**WHAT YOU HAVE TO DO**. What lines of the data below hold "endlessm"? Show them.

□ □ □

PR #296, opened 2020-03-12
eos-update-flatpak-repos: Fix remote URL snafu

dbnicholson:
During the 3.7.6 release I made a poorly thought through decision to
override the image builder URLs so that they pulled directly from our
server instead of our CDN that kept failing. I thought that the URLs
would only be used while pulling the data and not end up as the final
URLs. That was not the case.

Add a function to walk through all the OSTree and Flatpak remotes and
swap our internal ostree.endlessm-sf.com domain for the CDN
ostree.endlessm.com domains.

I didn't test this at all yet but wanted to get it out for review.

https://phabricator.endlessm.com/T29535

### DIFF
--- a/eos-update-flatpak-repos
+++ b/eos-update-flatpak-repos
@@ -29,6 +29,7 @@ import logging
 import os
 import subprocess
 import sys
+from urllib.parse import urlparse, urlunparse
 
 from systemd import journal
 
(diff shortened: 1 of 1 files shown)


eos-update-flatpak-repos
```diff
@@ -153,6 +154,46 @@ def _remove_runtimes():
                                '--runtime', refspec])
 
 
+# From 3.7.6 through 3.7.8, images were shipped with remote URLs using
+# our internal ostree.endlessm-sf.com domain instead of our
+# ostree.endlessm.com CDN domain.
```
wjt: Perhaps a reference to the ticket would be good?

dbnicholson: Added

dbnicholson:
OK, now I actually tested this and found several bugs. Primarily I was not handling ostree's "boolean return with out values" API well, which is nice in C but not so much in python. And I forgot that you need to call `Flatpak.Installation.modify_remote()` after changing a `FlatpakRemote` to get it to actually do anything.

eos-update-flatpak-repos
```diff
@@ -153,6 +154,55 @@ def _remove_runtimes():
...
+
+
+def _fix_remote_urls():
+    _, repo = OSTree.Sysroot().get_repo()
+    repo.open()
+    for remote in repo.remote_list():
+        # Only adjust non-flatpak remotes (xa.disable = true)
+        _, is_os_repo = repo.get_remote_boolean_option(remote, 'xa.disable',
+                                                       False)
+        if not is_os_repo:
```
wjt: The OS repo is always called `eos`, right, so perhaps we could simplify this?

wjt: What we have here is probably fine though.

dbnicholson: True. I was thinking it could potentially be renamed like a git repo, but ostree doesn't support that. This is now generic, though. I can go either way.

□ □ □

**ANSWER SECTION**.
swap our internal ostree.endlessm-sf.com domain for the CDN
ostree.endlessm.com domains.
https://phabricator.endlessm.com/T29535
+# our internal ostree.endlessm-sf.com domain instead of our
+# ostree.endlessm.com CDN domain.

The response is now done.